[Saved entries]
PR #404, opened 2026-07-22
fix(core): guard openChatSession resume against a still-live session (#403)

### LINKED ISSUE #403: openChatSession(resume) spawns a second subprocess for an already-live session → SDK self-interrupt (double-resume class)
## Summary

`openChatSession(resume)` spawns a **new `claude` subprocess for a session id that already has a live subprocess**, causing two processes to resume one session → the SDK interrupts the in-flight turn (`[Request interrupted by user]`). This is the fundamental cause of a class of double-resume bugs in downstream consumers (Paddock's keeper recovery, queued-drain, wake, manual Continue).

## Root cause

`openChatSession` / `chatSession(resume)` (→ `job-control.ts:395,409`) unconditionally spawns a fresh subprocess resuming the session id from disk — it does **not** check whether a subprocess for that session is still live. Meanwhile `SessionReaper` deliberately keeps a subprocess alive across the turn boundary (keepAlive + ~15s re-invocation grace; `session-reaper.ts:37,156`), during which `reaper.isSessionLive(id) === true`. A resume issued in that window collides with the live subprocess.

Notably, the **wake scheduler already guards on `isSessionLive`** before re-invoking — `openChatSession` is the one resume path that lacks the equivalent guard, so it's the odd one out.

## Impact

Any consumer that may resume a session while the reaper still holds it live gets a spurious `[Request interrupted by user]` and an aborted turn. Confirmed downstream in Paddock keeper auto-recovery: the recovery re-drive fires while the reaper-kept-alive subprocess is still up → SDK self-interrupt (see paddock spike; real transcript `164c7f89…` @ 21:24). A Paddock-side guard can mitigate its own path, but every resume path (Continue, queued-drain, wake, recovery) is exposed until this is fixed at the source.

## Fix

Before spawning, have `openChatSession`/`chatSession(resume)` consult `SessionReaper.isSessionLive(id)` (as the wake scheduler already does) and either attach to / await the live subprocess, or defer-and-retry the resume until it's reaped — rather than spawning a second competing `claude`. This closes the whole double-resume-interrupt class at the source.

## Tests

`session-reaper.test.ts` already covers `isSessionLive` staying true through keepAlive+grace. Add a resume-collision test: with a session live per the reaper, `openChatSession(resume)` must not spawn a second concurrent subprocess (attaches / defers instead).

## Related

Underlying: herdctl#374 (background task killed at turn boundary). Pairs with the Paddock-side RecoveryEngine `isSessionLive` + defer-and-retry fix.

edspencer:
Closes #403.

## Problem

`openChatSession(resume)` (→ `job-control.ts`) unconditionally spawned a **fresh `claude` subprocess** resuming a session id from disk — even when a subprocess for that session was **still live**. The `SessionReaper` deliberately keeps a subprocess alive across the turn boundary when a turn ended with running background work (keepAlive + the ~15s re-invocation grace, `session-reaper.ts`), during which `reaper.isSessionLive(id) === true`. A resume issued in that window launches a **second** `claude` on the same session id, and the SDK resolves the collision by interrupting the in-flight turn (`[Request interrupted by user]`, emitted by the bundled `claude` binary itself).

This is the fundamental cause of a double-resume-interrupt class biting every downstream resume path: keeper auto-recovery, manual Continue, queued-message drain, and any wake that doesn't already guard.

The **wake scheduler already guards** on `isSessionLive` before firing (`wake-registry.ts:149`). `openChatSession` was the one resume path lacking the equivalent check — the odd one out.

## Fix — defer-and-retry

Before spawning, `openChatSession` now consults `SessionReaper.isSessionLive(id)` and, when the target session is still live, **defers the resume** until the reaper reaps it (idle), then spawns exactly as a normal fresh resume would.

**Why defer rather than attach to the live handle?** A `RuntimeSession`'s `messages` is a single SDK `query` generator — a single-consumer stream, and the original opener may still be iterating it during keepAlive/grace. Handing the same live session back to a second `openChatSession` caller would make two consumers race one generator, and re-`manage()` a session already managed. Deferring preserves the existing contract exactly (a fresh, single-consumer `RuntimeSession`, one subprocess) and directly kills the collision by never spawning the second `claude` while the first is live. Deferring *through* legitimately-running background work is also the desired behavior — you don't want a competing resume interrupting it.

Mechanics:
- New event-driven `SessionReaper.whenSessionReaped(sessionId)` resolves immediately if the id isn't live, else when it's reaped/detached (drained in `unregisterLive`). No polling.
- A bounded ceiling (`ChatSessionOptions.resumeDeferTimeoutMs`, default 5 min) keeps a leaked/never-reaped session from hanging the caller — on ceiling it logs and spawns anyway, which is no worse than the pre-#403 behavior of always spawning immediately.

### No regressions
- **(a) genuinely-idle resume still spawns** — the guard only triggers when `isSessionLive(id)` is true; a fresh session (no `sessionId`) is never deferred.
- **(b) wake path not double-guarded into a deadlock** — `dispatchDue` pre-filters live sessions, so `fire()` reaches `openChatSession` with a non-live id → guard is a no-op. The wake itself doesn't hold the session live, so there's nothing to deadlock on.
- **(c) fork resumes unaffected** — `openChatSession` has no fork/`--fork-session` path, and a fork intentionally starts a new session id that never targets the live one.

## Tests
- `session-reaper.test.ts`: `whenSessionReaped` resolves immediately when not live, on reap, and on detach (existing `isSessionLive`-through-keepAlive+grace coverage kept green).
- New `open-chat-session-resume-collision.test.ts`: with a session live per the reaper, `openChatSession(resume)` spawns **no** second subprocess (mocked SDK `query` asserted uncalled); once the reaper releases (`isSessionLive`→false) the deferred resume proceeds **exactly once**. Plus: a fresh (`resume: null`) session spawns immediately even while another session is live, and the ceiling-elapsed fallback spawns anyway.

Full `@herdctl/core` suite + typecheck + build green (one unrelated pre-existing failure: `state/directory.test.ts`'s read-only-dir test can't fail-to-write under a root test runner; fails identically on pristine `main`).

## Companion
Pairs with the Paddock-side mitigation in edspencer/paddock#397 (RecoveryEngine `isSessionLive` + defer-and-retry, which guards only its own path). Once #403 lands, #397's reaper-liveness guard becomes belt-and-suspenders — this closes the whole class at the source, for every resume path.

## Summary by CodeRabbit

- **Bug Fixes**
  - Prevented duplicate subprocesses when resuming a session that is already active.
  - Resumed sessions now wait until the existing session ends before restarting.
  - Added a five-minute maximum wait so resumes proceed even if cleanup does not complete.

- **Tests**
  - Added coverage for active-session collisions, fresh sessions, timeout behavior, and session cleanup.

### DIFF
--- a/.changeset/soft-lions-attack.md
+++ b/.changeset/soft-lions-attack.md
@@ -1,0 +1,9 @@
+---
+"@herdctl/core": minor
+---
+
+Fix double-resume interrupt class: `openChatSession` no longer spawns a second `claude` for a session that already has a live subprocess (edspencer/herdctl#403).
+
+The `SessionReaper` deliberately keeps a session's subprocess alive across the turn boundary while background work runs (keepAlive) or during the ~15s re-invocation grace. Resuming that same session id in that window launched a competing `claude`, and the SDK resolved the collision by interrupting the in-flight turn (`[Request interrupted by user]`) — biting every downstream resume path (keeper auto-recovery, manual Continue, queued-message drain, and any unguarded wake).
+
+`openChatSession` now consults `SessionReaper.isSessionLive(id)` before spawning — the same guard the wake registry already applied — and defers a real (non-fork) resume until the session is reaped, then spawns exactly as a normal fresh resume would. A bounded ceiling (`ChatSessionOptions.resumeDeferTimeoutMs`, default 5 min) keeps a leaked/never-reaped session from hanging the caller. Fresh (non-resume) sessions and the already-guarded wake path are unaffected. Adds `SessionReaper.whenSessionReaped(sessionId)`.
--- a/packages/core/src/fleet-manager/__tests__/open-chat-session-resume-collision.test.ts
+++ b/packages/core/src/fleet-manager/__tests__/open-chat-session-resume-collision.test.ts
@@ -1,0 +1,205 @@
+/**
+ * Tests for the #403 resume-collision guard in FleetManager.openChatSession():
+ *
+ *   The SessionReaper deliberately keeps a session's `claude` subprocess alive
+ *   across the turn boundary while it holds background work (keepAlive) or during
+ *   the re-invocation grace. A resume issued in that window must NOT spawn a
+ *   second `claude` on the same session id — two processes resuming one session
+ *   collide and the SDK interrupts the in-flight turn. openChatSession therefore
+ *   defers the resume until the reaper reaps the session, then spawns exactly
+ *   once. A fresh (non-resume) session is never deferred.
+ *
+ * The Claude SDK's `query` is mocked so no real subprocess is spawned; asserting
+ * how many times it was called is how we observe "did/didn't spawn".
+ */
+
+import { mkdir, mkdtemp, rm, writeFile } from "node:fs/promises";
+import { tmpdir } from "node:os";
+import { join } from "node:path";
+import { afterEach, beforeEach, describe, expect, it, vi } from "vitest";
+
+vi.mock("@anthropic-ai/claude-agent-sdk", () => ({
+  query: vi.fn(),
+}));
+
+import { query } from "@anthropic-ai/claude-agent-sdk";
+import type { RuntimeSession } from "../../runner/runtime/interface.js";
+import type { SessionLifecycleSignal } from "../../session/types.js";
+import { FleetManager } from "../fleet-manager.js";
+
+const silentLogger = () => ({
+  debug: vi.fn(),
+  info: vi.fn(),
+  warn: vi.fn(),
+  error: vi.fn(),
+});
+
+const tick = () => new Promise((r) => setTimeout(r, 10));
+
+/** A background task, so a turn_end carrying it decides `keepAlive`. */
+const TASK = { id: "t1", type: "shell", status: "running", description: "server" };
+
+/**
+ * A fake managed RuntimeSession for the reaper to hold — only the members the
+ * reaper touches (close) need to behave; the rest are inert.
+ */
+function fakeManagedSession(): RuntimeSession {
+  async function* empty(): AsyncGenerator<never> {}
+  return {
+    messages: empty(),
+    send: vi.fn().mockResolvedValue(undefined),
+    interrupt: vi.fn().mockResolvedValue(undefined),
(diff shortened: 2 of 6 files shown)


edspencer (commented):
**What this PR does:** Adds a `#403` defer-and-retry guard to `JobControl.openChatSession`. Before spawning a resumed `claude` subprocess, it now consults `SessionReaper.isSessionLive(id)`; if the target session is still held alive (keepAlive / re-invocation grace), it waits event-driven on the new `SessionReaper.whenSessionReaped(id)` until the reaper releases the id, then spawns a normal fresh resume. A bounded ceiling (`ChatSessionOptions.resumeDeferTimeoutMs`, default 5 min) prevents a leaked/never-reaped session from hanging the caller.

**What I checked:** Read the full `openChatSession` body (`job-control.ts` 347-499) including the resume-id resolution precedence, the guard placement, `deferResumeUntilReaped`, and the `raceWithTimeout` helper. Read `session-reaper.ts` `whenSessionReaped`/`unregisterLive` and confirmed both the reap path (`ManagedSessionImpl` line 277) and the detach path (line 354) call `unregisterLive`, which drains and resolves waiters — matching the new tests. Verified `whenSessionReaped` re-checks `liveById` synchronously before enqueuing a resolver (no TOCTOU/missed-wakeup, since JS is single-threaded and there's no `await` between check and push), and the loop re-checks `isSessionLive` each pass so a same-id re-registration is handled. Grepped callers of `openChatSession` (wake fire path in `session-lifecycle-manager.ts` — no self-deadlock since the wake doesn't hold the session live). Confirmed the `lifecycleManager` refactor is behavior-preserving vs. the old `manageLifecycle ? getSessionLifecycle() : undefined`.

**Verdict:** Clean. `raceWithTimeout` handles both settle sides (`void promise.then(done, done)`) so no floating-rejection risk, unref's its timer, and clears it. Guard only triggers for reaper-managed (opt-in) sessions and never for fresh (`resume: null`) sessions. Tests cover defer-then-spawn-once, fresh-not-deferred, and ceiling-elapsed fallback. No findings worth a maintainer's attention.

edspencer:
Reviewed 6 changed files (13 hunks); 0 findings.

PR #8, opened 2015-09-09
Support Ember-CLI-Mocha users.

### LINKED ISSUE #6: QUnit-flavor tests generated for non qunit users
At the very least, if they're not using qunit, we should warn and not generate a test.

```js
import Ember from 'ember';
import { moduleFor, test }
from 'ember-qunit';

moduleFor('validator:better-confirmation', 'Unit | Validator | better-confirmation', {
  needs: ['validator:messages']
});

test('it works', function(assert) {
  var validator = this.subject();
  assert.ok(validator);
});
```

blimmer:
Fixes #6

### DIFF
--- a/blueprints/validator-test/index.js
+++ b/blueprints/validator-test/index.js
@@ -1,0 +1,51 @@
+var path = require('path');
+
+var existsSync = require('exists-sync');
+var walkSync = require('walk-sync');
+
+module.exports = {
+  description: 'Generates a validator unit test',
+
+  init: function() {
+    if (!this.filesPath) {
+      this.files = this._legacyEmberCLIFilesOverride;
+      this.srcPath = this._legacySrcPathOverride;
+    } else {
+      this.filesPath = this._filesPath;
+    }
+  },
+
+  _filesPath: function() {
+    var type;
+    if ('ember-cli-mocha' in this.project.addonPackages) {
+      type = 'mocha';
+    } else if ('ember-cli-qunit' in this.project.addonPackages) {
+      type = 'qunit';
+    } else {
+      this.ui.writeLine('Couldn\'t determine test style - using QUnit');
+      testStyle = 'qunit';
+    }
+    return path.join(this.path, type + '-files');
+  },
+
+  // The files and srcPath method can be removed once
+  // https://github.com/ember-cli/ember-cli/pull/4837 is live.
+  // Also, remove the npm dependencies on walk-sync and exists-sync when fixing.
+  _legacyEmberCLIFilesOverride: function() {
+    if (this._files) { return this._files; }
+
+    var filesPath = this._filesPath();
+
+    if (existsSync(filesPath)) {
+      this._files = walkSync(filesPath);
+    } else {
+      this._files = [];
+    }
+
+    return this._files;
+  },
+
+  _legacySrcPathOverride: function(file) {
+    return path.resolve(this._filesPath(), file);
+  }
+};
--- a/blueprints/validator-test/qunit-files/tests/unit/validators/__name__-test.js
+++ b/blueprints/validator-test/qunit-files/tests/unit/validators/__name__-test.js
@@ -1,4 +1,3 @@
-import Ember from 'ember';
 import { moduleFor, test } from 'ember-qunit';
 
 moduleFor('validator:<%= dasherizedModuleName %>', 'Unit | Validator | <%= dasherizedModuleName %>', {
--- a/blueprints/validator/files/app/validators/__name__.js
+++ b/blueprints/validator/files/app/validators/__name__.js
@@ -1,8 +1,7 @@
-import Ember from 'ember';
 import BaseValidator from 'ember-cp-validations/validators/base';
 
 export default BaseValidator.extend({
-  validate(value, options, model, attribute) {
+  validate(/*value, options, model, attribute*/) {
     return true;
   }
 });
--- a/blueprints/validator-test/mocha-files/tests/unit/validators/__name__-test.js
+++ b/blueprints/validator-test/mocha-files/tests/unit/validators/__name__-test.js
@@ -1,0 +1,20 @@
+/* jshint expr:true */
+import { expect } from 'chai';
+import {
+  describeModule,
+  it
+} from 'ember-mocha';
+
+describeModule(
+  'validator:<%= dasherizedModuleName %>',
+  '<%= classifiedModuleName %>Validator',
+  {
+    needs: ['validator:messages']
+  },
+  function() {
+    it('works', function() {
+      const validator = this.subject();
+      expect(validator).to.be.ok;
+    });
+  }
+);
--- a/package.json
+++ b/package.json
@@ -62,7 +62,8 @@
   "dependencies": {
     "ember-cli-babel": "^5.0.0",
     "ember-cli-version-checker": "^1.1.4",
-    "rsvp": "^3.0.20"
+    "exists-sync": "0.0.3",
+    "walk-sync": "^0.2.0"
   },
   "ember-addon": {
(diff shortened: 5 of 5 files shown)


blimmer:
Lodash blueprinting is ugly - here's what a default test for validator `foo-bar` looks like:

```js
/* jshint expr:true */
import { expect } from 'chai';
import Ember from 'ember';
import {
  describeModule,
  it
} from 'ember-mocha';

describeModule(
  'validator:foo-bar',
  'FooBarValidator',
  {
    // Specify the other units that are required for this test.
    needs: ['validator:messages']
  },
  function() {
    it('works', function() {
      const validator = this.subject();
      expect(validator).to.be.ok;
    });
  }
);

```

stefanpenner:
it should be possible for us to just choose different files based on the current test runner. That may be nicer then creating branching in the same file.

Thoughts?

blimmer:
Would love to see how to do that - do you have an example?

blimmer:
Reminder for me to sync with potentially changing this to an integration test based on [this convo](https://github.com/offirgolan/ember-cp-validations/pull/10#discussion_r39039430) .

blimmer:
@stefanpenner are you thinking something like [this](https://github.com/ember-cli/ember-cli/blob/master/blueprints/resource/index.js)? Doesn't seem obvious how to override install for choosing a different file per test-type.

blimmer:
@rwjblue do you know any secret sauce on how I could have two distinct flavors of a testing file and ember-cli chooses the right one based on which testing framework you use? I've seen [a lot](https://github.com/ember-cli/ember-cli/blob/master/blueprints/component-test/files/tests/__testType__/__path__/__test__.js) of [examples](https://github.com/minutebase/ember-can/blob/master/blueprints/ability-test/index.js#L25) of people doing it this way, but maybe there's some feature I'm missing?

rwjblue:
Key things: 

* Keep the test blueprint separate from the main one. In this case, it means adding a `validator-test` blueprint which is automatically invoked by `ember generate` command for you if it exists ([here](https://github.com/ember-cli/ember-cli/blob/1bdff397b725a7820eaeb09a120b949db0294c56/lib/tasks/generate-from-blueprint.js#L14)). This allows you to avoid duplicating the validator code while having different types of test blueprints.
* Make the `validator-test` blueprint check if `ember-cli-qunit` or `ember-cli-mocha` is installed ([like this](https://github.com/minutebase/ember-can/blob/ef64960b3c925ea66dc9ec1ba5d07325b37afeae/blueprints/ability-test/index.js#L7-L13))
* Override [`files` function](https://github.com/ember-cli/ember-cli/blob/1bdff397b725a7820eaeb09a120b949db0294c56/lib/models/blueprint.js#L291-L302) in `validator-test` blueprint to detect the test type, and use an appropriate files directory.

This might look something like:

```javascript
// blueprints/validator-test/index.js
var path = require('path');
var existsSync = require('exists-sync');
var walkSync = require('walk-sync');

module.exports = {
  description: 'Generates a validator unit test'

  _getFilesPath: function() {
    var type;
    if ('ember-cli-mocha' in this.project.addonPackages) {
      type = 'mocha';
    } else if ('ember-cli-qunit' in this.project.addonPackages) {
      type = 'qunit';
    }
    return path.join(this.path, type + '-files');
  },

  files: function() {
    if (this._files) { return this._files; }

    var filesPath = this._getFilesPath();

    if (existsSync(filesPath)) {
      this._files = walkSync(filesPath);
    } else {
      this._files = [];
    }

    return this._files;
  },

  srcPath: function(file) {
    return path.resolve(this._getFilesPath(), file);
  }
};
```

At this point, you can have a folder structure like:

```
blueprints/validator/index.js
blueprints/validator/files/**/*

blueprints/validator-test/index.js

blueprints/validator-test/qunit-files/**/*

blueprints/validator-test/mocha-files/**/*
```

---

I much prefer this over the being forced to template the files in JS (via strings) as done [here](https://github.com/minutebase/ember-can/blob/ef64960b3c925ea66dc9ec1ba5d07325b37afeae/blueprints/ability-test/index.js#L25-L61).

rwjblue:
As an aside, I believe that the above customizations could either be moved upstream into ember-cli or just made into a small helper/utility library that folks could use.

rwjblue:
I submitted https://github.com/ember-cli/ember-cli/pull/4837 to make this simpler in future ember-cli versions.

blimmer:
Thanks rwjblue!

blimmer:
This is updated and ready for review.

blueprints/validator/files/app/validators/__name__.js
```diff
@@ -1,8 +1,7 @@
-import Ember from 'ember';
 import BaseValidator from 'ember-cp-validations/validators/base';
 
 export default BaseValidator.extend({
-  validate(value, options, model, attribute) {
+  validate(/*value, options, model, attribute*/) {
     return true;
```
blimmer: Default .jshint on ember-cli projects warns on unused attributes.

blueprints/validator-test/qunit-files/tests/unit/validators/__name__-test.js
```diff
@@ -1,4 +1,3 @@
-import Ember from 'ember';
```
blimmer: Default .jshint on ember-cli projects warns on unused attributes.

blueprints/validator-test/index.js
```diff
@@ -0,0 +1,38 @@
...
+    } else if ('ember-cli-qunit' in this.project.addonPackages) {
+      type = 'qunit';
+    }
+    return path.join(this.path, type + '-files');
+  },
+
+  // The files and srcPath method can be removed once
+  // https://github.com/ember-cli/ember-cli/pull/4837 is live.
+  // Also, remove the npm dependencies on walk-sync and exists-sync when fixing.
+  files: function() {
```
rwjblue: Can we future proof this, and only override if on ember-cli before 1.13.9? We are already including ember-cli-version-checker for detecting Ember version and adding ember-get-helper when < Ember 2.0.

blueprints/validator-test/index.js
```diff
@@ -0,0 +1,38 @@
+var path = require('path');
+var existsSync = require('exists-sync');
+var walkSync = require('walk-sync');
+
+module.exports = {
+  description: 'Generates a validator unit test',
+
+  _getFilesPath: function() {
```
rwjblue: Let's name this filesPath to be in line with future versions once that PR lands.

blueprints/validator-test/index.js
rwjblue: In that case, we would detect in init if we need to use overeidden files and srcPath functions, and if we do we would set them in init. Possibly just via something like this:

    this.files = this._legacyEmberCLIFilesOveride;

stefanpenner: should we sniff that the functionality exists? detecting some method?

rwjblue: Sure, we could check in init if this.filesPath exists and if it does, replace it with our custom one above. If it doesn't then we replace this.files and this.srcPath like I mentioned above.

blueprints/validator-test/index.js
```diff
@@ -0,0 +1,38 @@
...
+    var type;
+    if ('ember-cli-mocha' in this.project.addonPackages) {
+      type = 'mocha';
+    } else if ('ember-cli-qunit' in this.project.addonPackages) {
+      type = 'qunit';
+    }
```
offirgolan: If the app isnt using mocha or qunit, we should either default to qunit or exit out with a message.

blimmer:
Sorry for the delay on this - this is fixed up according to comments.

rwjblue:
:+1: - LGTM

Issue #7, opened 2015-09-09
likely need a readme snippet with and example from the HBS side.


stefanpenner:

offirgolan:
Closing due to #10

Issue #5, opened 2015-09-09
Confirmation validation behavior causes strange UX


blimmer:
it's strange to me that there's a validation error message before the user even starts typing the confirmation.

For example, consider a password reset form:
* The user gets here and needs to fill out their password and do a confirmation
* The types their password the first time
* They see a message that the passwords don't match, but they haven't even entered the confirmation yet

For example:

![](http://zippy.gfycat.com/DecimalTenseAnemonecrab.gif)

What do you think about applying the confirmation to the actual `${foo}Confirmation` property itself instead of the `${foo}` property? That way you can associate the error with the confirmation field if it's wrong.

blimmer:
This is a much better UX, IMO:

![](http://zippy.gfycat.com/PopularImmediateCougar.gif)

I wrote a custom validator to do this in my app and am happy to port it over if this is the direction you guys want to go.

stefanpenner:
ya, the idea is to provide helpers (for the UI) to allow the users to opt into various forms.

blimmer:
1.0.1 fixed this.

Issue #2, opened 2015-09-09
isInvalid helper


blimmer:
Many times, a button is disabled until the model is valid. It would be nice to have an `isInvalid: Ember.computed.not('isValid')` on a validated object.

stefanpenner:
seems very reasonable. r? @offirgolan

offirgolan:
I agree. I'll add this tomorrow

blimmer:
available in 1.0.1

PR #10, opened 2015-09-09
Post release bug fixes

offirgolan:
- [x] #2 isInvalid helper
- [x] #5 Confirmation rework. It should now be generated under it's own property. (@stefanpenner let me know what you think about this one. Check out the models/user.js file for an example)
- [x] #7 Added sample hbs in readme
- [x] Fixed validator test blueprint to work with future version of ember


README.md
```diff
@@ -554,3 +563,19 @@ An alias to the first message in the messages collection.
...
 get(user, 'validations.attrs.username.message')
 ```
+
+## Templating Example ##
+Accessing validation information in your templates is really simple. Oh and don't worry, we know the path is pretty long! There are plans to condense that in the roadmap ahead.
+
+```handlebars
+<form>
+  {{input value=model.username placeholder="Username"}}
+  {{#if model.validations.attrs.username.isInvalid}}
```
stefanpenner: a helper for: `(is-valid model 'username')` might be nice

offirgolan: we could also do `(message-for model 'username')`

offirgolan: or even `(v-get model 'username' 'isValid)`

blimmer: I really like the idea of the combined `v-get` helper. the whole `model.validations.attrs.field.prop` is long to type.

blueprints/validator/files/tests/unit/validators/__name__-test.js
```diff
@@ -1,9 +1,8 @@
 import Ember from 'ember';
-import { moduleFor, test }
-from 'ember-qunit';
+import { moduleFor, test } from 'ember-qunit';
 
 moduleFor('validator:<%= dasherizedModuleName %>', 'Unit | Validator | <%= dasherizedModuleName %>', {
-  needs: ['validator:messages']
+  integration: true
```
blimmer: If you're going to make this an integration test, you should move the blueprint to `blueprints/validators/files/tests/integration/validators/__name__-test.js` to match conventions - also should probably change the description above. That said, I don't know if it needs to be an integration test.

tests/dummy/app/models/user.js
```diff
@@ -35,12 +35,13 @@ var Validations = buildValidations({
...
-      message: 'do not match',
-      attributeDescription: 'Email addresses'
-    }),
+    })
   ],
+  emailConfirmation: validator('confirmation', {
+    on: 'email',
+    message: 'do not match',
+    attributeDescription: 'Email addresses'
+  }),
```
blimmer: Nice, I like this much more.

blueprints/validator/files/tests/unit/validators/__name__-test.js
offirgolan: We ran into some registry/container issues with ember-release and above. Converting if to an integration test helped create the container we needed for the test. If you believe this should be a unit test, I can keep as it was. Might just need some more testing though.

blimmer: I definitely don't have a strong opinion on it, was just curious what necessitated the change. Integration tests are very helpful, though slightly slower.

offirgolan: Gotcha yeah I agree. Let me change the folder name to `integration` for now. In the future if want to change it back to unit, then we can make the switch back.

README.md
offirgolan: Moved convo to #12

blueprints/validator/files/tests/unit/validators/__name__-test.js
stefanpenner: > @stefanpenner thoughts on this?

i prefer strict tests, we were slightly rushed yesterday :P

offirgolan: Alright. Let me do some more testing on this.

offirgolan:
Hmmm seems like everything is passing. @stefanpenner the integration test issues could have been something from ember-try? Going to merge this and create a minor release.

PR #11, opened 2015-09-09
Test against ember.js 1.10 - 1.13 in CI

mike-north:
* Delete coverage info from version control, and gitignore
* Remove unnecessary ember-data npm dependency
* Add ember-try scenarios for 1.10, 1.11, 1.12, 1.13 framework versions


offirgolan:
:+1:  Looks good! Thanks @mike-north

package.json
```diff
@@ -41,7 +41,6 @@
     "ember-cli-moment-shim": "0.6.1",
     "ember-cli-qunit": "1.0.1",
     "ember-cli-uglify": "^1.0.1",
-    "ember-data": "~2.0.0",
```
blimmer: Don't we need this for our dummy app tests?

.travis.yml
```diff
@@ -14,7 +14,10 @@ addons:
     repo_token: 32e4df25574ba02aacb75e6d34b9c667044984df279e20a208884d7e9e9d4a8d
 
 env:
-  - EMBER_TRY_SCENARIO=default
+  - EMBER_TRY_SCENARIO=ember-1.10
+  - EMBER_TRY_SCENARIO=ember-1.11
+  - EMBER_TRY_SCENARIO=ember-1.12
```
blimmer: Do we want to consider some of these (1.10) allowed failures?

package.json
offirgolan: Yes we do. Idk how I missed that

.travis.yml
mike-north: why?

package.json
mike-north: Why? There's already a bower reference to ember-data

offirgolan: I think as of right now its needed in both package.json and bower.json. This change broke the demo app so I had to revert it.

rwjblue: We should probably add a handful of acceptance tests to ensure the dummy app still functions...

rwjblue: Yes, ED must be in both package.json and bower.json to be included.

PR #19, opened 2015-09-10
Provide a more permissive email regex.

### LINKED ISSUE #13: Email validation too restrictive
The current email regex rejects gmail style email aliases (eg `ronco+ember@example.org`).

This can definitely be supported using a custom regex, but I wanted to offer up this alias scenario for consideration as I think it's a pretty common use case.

**HOW TO COMPLETE THIS TASK**
The answer must consist of every line above that contains the word "reaps".

**ANSWER FOR THE TASK**
Before spawning, `openChatSession` now consults `SessionReaper.isSessionLive(id)` and, when the target session is still live, **defers the resume** until the reaper reaps it (idle), then spawns exactly as a normal fresh resume would.
+ *   defers the resume until the reaper reaps the session, then spawns exactly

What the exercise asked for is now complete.